**PROBLEM REQUIREMENTS:** Looking at the listing below, retype exactly the lines starting at the one containing "PR #38, opened 2025-03-26" and ending at the one containing "LGTM (the pr", both included, and nothing else.

**DATA RECORDS:**
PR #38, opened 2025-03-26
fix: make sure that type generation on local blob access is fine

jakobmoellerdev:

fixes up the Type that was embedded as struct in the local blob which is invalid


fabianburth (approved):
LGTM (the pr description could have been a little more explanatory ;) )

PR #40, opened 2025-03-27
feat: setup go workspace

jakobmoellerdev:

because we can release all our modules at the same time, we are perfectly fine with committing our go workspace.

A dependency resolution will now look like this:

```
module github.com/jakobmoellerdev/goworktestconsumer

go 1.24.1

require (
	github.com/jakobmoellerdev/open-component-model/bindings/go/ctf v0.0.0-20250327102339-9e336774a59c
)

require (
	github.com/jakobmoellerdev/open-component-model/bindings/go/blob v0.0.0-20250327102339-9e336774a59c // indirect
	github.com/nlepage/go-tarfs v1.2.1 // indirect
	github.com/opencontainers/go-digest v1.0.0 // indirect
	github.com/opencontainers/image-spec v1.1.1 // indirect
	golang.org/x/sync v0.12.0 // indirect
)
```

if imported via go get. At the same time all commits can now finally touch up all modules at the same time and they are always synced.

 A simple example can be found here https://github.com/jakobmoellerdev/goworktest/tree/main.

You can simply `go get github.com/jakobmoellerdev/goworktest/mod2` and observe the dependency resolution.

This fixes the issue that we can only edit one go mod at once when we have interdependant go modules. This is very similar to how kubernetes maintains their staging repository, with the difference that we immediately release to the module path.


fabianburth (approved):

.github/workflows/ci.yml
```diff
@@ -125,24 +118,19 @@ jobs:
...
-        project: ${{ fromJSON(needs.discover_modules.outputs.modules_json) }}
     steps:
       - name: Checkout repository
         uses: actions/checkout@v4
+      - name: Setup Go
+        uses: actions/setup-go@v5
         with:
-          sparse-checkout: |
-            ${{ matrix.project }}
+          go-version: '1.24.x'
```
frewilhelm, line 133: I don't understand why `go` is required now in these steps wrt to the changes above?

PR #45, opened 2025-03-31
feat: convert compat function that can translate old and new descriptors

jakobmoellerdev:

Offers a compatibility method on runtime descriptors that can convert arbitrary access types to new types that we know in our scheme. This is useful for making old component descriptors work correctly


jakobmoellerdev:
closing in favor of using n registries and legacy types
...
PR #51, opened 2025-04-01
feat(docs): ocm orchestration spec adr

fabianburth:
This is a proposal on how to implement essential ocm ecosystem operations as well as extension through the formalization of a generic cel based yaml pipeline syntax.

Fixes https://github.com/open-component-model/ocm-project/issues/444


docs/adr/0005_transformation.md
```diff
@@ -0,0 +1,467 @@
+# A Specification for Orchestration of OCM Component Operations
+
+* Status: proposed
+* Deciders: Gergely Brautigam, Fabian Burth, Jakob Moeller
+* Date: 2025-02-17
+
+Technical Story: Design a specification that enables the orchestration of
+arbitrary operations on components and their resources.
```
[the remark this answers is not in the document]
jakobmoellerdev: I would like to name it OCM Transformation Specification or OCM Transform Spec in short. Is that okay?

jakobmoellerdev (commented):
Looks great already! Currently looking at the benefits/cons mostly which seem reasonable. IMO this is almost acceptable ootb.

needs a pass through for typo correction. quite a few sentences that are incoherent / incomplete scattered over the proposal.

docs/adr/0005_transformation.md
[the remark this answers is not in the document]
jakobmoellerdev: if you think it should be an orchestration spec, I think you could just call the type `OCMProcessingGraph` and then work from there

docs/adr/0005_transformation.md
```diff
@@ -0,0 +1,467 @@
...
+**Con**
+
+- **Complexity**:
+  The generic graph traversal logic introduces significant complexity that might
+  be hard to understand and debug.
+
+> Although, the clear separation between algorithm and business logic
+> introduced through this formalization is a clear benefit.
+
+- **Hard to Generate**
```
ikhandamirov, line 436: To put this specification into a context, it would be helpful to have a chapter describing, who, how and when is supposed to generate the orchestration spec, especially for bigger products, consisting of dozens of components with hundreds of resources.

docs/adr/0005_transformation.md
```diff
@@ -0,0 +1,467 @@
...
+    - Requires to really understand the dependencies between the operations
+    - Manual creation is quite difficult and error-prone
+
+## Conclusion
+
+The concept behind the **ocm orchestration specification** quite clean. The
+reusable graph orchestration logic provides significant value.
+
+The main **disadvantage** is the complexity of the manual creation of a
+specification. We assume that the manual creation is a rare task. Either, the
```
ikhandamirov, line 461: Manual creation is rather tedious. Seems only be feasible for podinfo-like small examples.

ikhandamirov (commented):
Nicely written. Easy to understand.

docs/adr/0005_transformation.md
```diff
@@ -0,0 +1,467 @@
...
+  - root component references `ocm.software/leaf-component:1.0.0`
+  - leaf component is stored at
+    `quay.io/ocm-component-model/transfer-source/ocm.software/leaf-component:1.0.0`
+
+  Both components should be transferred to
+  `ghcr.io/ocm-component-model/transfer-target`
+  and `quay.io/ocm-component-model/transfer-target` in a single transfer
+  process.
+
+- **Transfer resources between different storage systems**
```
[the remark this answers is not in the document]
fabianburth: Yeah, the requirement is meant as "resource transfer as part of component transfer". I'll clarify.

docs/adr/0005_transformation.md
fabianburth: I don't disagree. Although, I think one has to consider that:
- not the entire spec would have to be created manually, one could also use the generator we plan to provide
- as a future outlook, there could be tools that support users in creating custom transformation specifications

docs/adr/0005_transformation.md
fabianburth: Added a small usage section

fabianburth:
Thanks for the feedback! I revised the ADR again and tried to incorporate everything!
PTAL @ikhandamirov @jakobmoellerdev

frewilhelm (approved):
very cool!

**WORKED SOLUTION:**
PR #38, opened 2025-03-26
fix: make sure that type generation on local blob access is fine

jakobmoellerdev:

fixes up the Type that was embedded as struct in the local blob which is invalid


fabianburth (approved):
LGTM (the pr description could have been a little more explanatory ;) )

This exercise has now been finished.